■ **Data for this exercise**:
PR #11719, opened 2026-08-27
Fix adventure quest dialogs repeating after load

Nerdslayer:
## Description

Quest-level prologue and epilogue dialogs were shown again after loading an Adventure save because their `prologueDisplayed` and `epilogueDisplayed` flags were marked `transient`. Java serialization therefore reset both flags to `false` on every load.

Persist these flags so dialogs that have already been displayed remain dismissed across save/load cycles.

### Why the explicit `serialVersionUID`?

`AdventureQuestData` previously relied on Java's automatically generated serialization UID. Changing these fields from transient to persistent changes that generated UID, which would make existing Adventure saves fail to deserialize with an `InvalidClassException`.

The explicit value `-859190699184917225L` is the UID calculated from the class before this change. Preserving that exact value keeps existing save files compatible; it is not a newly chosen or arbitrary identifier.

## Testing

- Ran `mvn -pl forge-gui-mobile -am test`
  - 3 tests passed, 0 failures
- Verified a serialization round trip preserves the displayed-dialog state
- Confirmed the fix in-game using an existing save

AI assisted with development.


Jetz72:
> The explicit value `-859190699184917225L` is the UID calculated from the class before this change. Preserving that exact value keeps existing save files compatible; it is not a newly chosen or arbitrary identifier.

I believe when a similar issue came up previously, someone mentioned that the auto-calculated serial UIDs can vary between desktop and Android. What's going to happen if it doesn't match?

Nerdslayer:
@Jetz72 Good catch. If it didn't match then old saves would fail to load. I'm not positive the Android UID will be the same so I'll change the implementation to not rely on that.

Nerdslayer:
Ok, I believe this is a better solution. I revised the implementation so AdventureQuestData no longer pins the desktop-calculated UID or adds serialized fields. The private transient fields are excluded from both the serialized layout and automatic UID calculation, so removing them preserves each platform’s previous UID. Displayed state is now stored in DialogData, which already has an explicit cross-platform serialVersionUID = 1L. I also confirmed that AdventureQuestData retains its original calculated desktop UID so old saves will load just fine.

Jetz72 (approved):
Seems alright for now. The automatic UIDs are a problem that should be addressed at some point, but that'll need to be handled delicately.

■ **Problem requirements**: Write out exactly the lines from the line with "I believe when" to the close of the listing above, including both of those lines.

■ **Result of this task**:
I believe when a similar issue came up previously, someone mentioned that the auto-calculated serial UIDs can vary between desktop and Android. What's going to happen if it doesn't match?

Nerdslayer:
@Jetz72 Good catch. If it didn't match then old saves would fail to load. I'm not positive the Android UID will be the same so I'll change the implementation to not rely on that.

Nerdslayer:
Ok, I believe this is a better solution. I revised the implementation so AdventureQuestData no longer pins the desktop-calculated UID or adds serialized fields. The private transient fields are excluded from both the serialized layout and automatic UID calculation, so removing them preserves each platform’s previous UID. Displayed state is now stored in DialogData, which already has an explicit cross-platform serialVersionUID = 1L. I also confirmed that AdventureQuestData retains its original calculated desktop UID so old saves will load just fine.

Jetz72 (approved):
Seems alright for now. The automatic UIDs are a problem that should be addressed at some point, but that'll need to be handled delicately.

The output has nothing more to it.